[What you should do] Copy every line in the records below that contains the word "through".

[Records for the exercise]
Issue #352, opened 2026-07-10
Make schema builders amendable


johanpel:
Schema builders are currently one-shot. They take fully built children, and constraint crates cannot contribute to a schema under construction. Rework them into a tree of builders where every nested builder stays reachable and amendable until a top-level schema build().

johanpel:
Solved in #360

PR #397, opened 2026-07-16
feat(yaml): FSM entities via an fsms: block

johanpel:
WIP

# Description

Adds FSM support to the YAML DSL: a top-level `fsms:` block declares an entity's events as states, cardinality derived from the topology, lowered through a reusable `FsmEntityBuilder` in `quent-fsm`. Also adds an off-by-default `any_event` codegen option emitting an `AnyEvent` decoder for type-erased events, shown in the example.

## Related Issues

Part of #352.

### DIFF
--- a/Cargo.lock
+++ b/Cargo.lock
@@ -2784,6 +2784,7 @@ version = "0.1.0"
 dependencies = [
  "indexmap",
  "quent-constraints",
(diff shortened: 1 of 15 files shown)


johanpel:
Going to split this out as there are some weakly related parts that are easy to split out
* * *
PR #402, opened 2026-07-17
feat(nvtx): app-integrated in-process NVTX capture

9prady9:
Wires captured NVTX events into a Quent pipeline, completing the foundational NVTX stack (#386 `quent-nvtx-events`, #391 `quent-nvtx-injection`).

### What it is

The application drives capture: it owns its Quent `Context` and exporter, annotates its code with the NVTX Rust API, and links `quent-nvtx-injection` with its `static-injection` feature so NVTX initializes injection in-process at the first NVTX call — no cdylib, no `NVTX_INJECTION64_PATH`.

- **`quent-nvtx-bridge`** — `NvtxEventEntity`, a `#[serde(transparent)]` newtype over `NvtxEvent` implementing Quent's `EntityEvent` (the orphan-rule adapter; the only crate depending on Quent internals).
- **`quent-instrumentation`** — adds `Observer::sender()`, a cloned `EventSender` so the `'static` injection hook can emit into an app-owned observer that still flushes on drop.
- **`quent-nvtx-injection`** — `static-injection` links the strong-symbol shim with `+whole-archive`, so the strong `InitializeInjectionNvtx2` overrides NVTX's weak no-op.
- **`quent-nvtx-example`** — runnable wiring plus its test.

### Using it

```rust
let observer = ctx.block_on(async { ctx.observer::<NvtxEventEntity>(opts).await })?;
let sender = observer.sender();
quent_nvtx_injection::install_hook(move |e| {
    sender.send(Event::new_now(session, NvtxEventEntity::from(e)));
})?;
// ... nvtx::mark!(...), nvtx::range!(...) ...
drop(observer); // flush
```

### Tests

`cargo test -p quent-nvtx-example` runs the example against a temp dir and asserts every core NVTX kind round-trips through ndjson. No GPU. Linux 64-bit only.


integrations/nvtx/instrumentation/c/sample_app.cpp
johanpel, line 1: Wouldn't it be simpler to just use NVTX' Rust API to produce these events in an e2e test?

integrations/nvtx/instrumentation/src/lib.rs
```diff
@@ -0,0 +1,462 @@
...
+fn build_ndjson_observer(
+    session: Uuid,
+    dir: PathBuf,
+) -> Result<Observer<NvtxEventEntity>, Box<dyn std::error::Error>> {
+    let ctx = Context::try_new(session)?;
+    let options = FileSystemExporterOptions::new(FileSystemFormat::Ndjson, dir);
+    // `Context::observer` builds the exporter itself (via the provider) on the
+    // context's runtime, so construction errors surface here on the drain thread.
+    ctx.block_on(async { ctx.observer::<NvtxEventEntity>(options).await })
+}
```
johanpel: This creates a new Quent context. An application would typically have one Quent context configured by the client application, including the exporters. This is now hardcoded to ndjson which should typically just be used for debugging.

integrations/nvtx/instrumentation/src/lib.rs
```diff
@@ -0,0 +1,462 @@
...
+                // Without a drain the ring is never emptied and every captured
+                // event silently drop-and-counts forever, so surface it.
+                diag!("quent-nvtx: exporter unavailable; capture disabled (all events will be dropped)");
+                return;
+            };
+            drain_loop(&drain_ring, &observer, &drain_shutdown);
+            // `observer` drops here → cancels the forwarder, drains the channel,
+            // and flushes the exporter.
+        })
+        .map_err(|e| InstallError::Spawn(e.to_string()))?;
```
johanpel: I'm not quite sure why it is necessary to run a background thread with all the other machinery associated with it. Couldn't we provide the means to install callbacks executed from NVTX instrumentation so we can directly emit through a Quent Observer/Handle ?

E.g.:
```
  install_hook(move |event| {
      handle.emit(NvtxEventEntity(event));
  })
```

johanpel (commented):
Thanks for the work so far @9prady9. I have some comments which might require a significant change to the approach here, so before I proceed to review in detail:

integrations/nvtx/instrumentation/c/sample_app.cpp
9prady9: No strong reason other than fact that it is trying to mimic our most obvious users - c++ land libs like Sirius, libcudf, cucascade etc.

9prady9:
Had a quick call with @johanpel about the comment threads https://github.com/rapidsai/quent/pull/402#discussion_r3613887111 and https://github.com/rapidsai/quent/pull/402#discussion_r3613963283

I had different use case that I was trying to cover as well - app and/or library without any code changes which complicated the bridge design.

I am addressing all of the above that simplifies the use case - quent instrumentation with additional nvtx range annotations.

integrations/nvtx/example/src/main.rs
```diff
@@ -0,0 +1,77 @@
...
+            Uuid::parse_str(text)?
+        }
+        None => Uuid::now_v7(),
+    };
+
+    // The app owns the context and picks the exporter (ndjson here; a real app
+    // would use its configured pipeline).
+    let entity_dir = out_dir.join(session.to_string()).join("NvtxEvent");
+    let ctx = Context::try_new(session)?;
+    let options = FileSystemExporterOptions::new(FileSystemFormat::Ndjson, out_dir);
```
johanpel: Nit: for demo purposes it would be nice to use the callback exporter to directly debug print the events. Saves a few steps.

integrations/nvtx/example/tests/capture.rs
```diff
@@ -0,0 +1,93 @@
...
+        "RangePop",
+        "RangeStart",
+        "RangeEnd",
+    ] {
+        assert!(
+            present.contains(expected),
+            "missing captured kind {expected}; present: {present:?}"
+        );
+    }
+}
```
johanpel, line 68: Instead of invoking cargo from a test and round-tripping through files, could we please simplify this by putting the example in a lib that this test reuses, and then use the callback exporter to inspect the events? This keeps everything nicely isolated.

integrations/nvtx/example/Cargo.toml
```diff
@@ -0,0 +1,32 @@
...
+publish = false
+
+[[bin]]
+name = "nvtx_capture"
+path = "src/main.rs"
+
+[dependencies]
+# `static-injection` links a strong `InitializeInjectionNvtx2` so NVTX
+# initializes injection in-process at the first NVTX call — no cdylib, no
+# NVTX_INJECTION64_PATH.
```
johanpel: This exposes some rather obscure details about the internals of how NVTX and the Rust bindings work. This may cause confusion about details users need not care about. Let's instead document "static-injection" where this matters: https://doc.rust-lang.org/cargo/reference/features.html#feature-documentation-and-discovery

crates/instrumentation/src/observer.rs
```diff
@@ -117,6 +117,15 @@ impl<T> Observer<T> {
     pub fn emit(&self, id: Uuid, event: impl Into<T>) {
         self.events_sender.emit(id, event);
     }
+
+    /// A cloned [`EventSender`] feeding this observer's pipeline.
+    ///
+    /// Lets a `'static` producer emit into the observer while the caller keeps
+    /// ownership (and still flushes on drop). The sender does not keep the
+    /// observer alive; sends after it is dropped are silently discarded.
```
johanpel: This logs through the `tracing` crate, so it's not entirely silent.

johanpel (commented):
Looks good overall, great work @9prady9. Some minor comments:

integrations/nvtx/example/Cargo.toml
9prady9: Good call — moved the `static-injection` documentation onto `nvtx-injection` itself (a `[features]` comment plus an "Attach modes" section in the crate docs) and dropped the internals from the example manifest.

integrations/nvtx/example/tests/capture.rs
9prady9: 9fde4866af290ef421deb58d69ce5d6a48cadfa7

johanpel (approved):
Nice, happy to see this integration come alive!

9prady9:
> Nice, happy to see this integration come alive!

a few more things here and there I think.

[Answer for this exercise]
Adds FSM support to the YAML DSL: a top-level `fsms:` block declares an entity's events as states, cardinality derived from the topology, lowered through a reusable `FsmEntityBuilder` in `quent-fsm`. Also adds an off-by-default `any_event` codegen option emitting an `AnyEvent` decoder for type-erased events, shown in the example.
`cargo test -p quent-nvtx-example` runs the example against a temp dir and asserts every core NVTX kind round-trips through ndjson. No GPU. Linux 64-bit only.
johanpel: I'm not quite sure why it is necessary to run a background thread with all the other machinery associated with it. Couldn't we provide the means to install callbacks executed from NVTX instrumentation so we can directly emit through a Quent Observer/Handle ?
johanpel, line 68: Instead of invoking cargo from a test and round-tripping through files, could we please simplify this by putting the example in a lib that this test reuses, and then use the callback exporter to inspect the events? This keeps everything nicely isolated.
johanpel: This logs through the `tracing` crate, so it's not entirely silent.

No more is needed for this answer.